Send Her Back and Other Stories
Send Her Back is an arresting short story collection in which African women ably navigate complicated personal and social terrains.
The insightful short stories collected in Munashe Kaseke’s Send Her Back concentrate on Zimbabwean immigrant women’s loves, loyalties, and courage.
The stories observe twenty-first-century American culture, wherein police stops incite fear, the mazes surrounding work visas and documentation cause binding situations, and dating is perilous. They also take place in contemporary Africa, where notions of home shift after time spent away from it, and from where women examine the fascinating gulfs between hope and reality.
In these stories, relationships unravel due to men’s shortcomings. Thwarted career aspirations culminate in a sense of resignation. Dreams that are achieved are later hampered by outside questioning. And difficulties between parents and their daughters reveal different understandings of love, independence, and belonging. The humanity of such stories is deepened by their honest concerns: the possibility of deportation, microaggressions, and problems that stem from striving for acceptance. People express discomfort about belonging to more than one place, and the restlessness that results.

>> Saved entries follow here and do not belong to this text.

PR #188, opened 2017-08-25
add post code edit hook

### LINKED ISSUE #168: Allow tide-fix to supress semicolon
I use `tide-fix` all the time is great! But I usually work on project that uses `"semicolon": [true, "never"]`on tslint.json. So I always get the to do the extra step of removing the semicolon. Any workarounds?

ananthakumaran:
```elisp
;; eslint-fix-file function will be called for each buffer that has changed
(add-hook 'tide-post-code-edit-hook #'eslint-fix-file)
```

fixes #168

### DIFF
--- a/tide.el
+++ b/tide.el
@@ -83,6 +83,11 @@ above."
   :type '(choice (const nil) string)
   :group 'tide)
 
+(defcustom tide-post-code-edit-hook nil
+  "Hook run after code edits are applied in a buffer."
+  :type 'hook
+  :group 'tide)
+
 (defvar tide-format-options '()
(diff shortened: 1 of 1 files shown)


josteink:
The code itself looks good to me.

But should we also consider mentioning this in the readme/documentation?

ananthakumaran:
I am not sure at the moment, we don't document all the custom variables and not sure where this fits. But if many users ask about this, probably we could add something in the FAQ?

josteink:
Fair enough. We can document it where it feels natural, later, *if* we find people still come asking.

Issue #82, opened 2019-11-21
Due Date is incorrect on Confirmation Page


tmccoy529:
![image](https://user-images.githubusercontent.com/40430541/69374742-ba539180-0c74-11ea-8b1d-cfa943b3205b.png)

When submitting a return the due date is looking at todays date only and should be looking at the first date in the MonthlyData portion of the response and calculate the due date based on that value for monthly and the last value for quarterly.

PR #83, opened 2019-11-21
Added a due date check for quarterly or monthly

tmccoy529:
Corrected due date to address #82 

Originally it was taking the current date and assuming that was the date submitted. It will now look to see the type of return (monthly or quarterly) then calculate the due date based on the return type.

### DIFF
--- a/src/components/forms/ConfirmationPage.jsx
+++ b/src/components/forms/ConfirmationPage.jsx
@@ -59,24 +59,15 @@ const ConfirmationForm = props => {
         );
       }
 
-      let dueDate = "";
-      if (ReturnType === 1) {
-        dueDate = GetFormattedDueDate(
-          new Date(
-            response.MonthlyData[2].Month +
-              "/01/" +
-              response.MonthlyData[2].Year
-          )
-        );
-      } else {
-        dueDate = GetFormattedDueDate(
-          new Date(
-            response.MonthlyData[0].Month +
-              "/01/" +
-              response.MonthlyData[0].Year
-          )
-        );
-      }
+      const monthOfReturn = ReturnType === 1 ? 2 : 0;
+
+      const dueDate = GetFormattedDueDate(
+        new Date(
+          response.MonthlyData[monthOfReturn].Month +
+            "/01/" +
+            response.MonthlyData[monthOfReturn].Year
+        )
+      );
 
       formattedResponse.monthlyOccupancy = monthlyOccupancy;
       formattedResponse.monthlyExemption = monthlyExemption;
--- a/src/components/forms/ConfirmationPage.jsx
+++ b/src/components/forms/ConfirmationPage.jsx
@@ -63,9 +63,9 @@ const ConfirmationForm = props => {
 
       const dueDate = GetFormattedDueDate(
         new Date(
-          response.MonthlyData[monthOfReturn].Month +
+          MonthlyData[monthOfReturn].Month +
             "/01/" +
-            response.MonthlyData[monthOfReturn].Year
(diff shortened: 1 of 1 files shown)


src/components/forms/ConfirmationPage.jsx
```diff
@@ -58,11 +59,31 @@ const ConfirmationForm = props => {
         );
       }
 
+      let dueDate = "";
+      if (ReturnType === 1) {
+        dueDate = GetFormattedDueDate(
```
martypowell: I was on logging a couple of things that i thought of on the way home, and saw this, we have something that handles this already, https://github.com/baltimorecounty/react-transient-tax/blob/integration/src/common/DatesUtilities.js#L29 ...we may just need to adjust or extend it. This comment is really justa reminder for tomorrow.

tmccoy529: I refactored this anyway since it seemed a bit verbose. Im not sure we really need to extend the function. It just needs a date to run its calculations on. That's about as basic as it can get. But let me know if you have a better idea.

src/components/forms/ConfirmationPage.jsx
```diff
@@ -58,11 +59,22 @@ const ConfirmationForm = props => {
         );
       }
 
+      const monthOfReturn = ReturnType === 1 ? 2 : 0;
+
+      const dueDate = GetFormattedDueDate(
+        new Date(
+          response.MonthlyData[monthOfReturn].Month +
```
martypowell: you have already destructured "MonthlyData" above so you shouldn't need response here or on line 68.

src/components/forms/ConfirmationPage.jsx
martypowell: @tmccoy529 yea, this is better. Since this pr is pretty small, can we move that map function out of this component and into the api service at a minimum? 

IF you want to get wild, you could move the mapping function to this [file](https://github.com/baltimorecounty/react-transient-tax/blob/integration/src/data/TaxReturnMapper.js) and then import that into the api service.

martypowell: not blocking, but would be nice.

tmccoy529: @martypowell I'll meet you in the middle. I agree that needs to be done but this PR is addressing a bug that is kind of important and Id rather get this in incase we get this moved into SE today. Changing the mapping might offer some unforeseen complexity so why don't we approve this, make a new task for moving the mapping and then I'll jump on that task?

src/components/forms/ConfirmationPage.jsx
tmccoy529: yup, missed that. Its removed

src/components/forms/ConfirmationPage.jsx
martypowell: works for me, captured here, https://github.com/baltimorecounty/react-transient-tax/issues/85

src/components/forms/ConfirmationPage.jsx
```diff
@@ -58,11 +59,22 @@ const ConfirmationForm = props => {
         );
       }
 
+      const monthOfReturn = ReturnType === 1 ? 2 : 0;
+
+      const dueDate = GetFormattedDueDate(
+        new Date(
```
martypowell: just realized this, the probably better way to create this date would be...

```js
new Date(MonthlyData[monthOfReturn].Year, MonthlyData[monthOfReturn].Month - 1, 1);
```

but i suspect this gets you around worrying that the month is zero based so not blocking.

Still, while the book’s characters face massive obstacles, they prove resilient. They have wise and concise conversations within intimate spaces. In one subtle tale, a woman returns to Zimbabwe, where she exercises restraint around her criticisms of her family’s habits. Elsewhere, a woman falls in love with a white man, but the charm of their early relationship proves impossible to sustain; he reveals himself in layers as an immature partner. In another story, a woman who endures her boyfriend’s thoughtless remarks and flirtations begins to question herself; a sense that even small miscommunications accumulate over time to complicate love arises. An entry focusing on an abused wife at her older husband’s deathbed proves to be a quiet, situational foray. But some of the stories end in abrupt ways.
“The Collector of Degrees” distinguishes itself by navigating the simultaneous helplessness and drives of those who pursue educations to maintain their legal statuses—even when their degrees fail to yield other tangible results. It’s a potent gut-check that reveals the stringent rules that surround eligibility for DACA, as well as other issues facing immigrants. Another surprising tale follows a student who takes a controversial political stance in order to provoke a response from her American peers; it is revealed that she does so to mask her own feelings of being unseen. Such moments contribute well to this strong collection whose entries are linked by their original perspectives.
Send Her Back is an arresting short story collection in which African women ably navigate complicated personal and social terrains.